===== RECORDED INFORMATION =====

PR #25, opened 2016-03-05
Update README.md

corppneq:
> According to http://optipng.sourceforge.net/history.txt "Version 0.7.5 from 24-mar-2014" is the latest optipng version.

=====

**WHAT NEEDS TO BE DONE:**
Every line of the material should be transcribed without alteration.

**RESPONSE AREA:**
PR #25, opened 2016-03-05
Update README.md

corppneq:
> According to http://optipng.sourceforge.net/history.txt "Version 0.7.5 from 24-mar-2014" is the latest optipng version.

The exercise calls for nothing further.